Not everything that appears in a chart is true, though it may seem it is. Data visualization can be molded into what its maker wants, so you should not trust everything that you see. In this article, we will give you a hand to start knowing how to differentiate truthful from misleading data visualizations.
Given the increasingly data-driven world that we currently live in, charts have started appearing everywhere from news feeds to activity trackers. Some are beautifully visualized but more often than not the quality can be lacking and the results confusing or even misleading. We use visualizations to compress data in order to create an intuitive understanding of trends. We will go through some of the basic mistakes that can be made when presenting data visualization.

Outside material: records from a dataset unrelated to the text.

PR #1070, opened 2023-04-04
[BUGFIX] Dashboard validation: fix issue with variable parsing when the query embeds a regexp

AntoineThebaud:
When migrating/validating a dashboard with such variable query expr:
`thanos_build_info{stack=~"$iaas_loc.*"}`
we would encounter such validation issue (notice the trailing dot):
`bad request: variable "iaas_loc." is used in the variable "stack" but not defined`

So the easiest & pragmatic solution for now is simply to not authorize characters like `.` in variables name that could conflict with regexp syntax, which was basically the case before [last change](https://github.com/perses/perses/commit/ba17e4d2e073f766b41d7d9ae7819c36bf424d0f#diff-5fee94bdc9b5e8bf134768e6f062f3379a78da68cefa3f3ecf9690c72b3ed9efL24).

⚠️ Also there was a misalignment with the regexp used on the frontend side
https://github.com/perses/perses/blob/main/ui/dashboards/src/components/Variables/VariableEditorForm/VariableEditorForm.tsx#L53, which is thus solved by this PR, but there are room for future improvements here: if ever we decide to (continue to) not have plugin-based variables syntax, it would be good to have a common source for this kind of regexp for both the frontend & backend, to avoid such misalignment to happen again.

EDIT: In the end this PR also embeds quite some refactor around unit tests for multiple cases. 

# Checklist

### DIFF
--- a/internal/api/shared/migrate/migrate_test.go
+++ b/internal/api/shared/migrate/migrate_test.go
@@ -11,63 +11,76 @@
 // See the License for the specific language governing permissions and
 // limitations under the License.
 
+//go:build integration
+
 package migrate
 
 import (
 	"encoding/json"
 	"os"
+	"path/filepath"
 	"testing"
 
 	"github.com/perses/perses/internal/api/config"
+	e2eframework "github.com/perses/perses/internal/api/e2e/framework"
 	"github.com/stretchr/testify/assert"
 	"github.com/stretchr/testify/require"
 )
 
+const testDataFolder = "testdata"
+
 func TestMigrate(t *testing.T) {
-	simpleGrafanaDashboard, _ := os.ReadFile("testdata/simple_grafana_dashboard.json")
-	simplePersesDashboard, _ := os.ReadFile("testdata/simple_perses_dashboard.json")
-	oldFormatGrafanaDashboard, _ := os.ReadFile("testdata/old_grafana_panels_grafana_dashboard.json")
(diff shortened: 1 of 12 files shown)


internal/api/shared/migrate/migrate_test.go
```diff
@@ -16,41 +16,43 @@ package migrate
 import (
```
AntoineThebaud, line 16: I first started to add a new test in the migration part, with some refactor at the same time, before figuring out that it was a validation issue and not a migration issue. So in the end I moved the test in the `validate` package but still kept the refactoring here

internal/api/shared/validate/validate_test.go
```diff
@@ -0,0 +1,75 @@
...
+		t.Run(test.title, func(t *testing.T) {
+			persesDashboardRaw, readErr := os.ReadFile(filepath.Join(testDataFolder, test.dashboardFile))
+			if readErr != nil {
+				t.Fatal(readErr)
+			}
+			schemasService, schErr := schemas.New(config.Schemas{
+				// use the real schemas for these tests
+				VariablesPath: "../../../../schemas/variables",
+				PanelsPath:    "../../../../schemas/panels",
+				QueriesPath:   "../../../../schemas/queries",
```
Nexucis, line 54: you could do something like that: https://github.com/perses/perses/blob/main/internal/api/e2e/framework/server.go#L66-L69

using `GetRepositoryPath` will avoid to count the number of `../` required :)

Nexucis (approved):

PR #1071, opened 2023-04-04
[ENHANCEMENT] Option to configure `show_query` in time series tooltip

sjcobb:
Follow up to #1045, now that LineChart's tooltipConfig is available, it makes sense to have certain properties like `tooltip.show_query` to be configurable from the TimeSeriesChart panel spec. This PR just adds support in the JSON.

See CUE schema [here](https://github.com/perses/perses/blob/033d8049bdad21bb5f7901dabbf4cbf7ac737115/schemas/panels/time-series/time-series.cue#L24-L26) 

# Checklist

### DIFF
--- a/ui/panels-plugin/src/plugins/time-series-chart/TimeSeriesChartPanel.tsx
+++ b/ui/panels-plugin/src/plugins/time-series-chart/TimeSeriesChartPanel.tsx
@@ -81,7 +81,7 @@ export function TimeSeriesChartPanel(props: TimeSeriesChartProps) {
 
   // control whether query is visible in TimeSeriesTooltip SeriesInfo component
   const tooltipConfig: TooltipConfig = {
-    showQuery: props.spec.tooltip?.show_query ?? true,
+    showQuery: props.spec.tooltip?.show_query ?? false,
     wrapLabels: true,
   };
 
--- a/ui/panels-plugin/src/plugins/time-series-chart/TimeSeriesChartPanel.tsx
+++ b/ui/panels-plugin/src/plugins/time-series-chart/TimeSeriesChartPanel.tsx
@@ -26,6 +26,7 @@ import {
   YAxisLabel,
   ZoomEventData,
   useChartsTheme,
+  TooltipConfig,
 } from '@perses-dev/components';
 import { useSuggestedStepMs } from '../../model/time';
 import {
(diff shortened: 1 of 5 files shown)


ui/panels-plugin/src/plugins/time-series-chart/TimeSeriesChartPanel.tsx
```diff
@@ -78,6 +79,12 @@ export function TimeSeriesChartPanel(props: TimeSeriesChartProps) {
       ? merge({}, DEFAULT_LEGEND, props.spec.legend)
       : undefined;
 
+  // control whether query is visible in TimeSeriesTooltip SeriesInfo component
+  const tooltipConfig: TooltipConfig = {
+    showQuery: props.spec.tooltip?.show_query ?? true,
```
sjcobb, line 84: I'm thinking the ideal behavior is to automatically set `show_query` to false when there is only 1 query, but set it to true when there is more than 1 (assuming series_name_format wasn't set since that overrides the series name anyways and will still work)

saminzadeh:
I'm thinking showQuery doesn't really make sense in the context of TimeSeriesChart. It operates on the [TimeSeries](https://github.com/perses/perses/blob/356408755a0e4a94f55fb3d476cc3914803d1c02/ui/core/src/model/time-series-data.ts#L31-L35) interface which has a property called `name`. This behavior might make more sense:

- By default, use `formatedName` if available
- If not, use `name` (which is set by a plugin)
- If `showLabels` is enabled, it should encode the `labels` in the response.

`query` is a concept for PromQL and not all datasources will have this. It might more sense to tell the PromQL TimeSeriesQuery to set the `name` to a query in that case

sjcobb:
Yeah good points. Thankfully, we do most of that, as far as name vs formattedName and setting `name` to the query when labels are empty now ([ex](https://github.com/perses/perses/blob/v0.26.1/ui/prometheus-plugin/src/utils/utils.ts#L132-L147))

Working on refactor the logic in SeriesInfo.tsx to be more generic and making it so showQuery isn't necessary, [this line](https://github.com/perses/perses/blob/v0.25.0/ui/components/src/TimeSeriesTooltip/SeriesInfo.tsx#L34) in particular is causing problems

You just have to know that elements of a visualization can be modified in ways that can either emphasize or diminish the impact of the data. It is possible to emphasize granularity by varying the number of gridlines or ticks, create bias by carefully crafting labels, or evoke subconscious emotions by changing colors.
8 Types of Misleading Data Visualization
In this section, we will present some data visualization charts that can be true as well as cannot, it is only a matter of knowing how to read and thus differentiate them.
1. Bar Charts
Bar charts use length as their visual cue, so when someone makes the length shorter using the same data by trimming the value axis, the chart dramatizes discrepancies. Someone wants to show a bigger change than is actually there, so you might want to double-check on those.
It is true that everything is relative. You cannot say a town is more unsafe than another because the first one had two robberies and the other only had one. What if the first town has many more times the population that of the first? It is often more beneficial to think in terms of percentages and rates rather than absolutes and totals.
3. Axis Cropping
The X and Y axis is the key to comprehending the scale and relationship of a plot. An axis can be cropped for the X or Y dimension or both to show a subset of the data. Depending on what program and type of plot this could happen accidentally as well as intentionally. We are all most probably able to find plots in that cut data to make their point look more valid than it is.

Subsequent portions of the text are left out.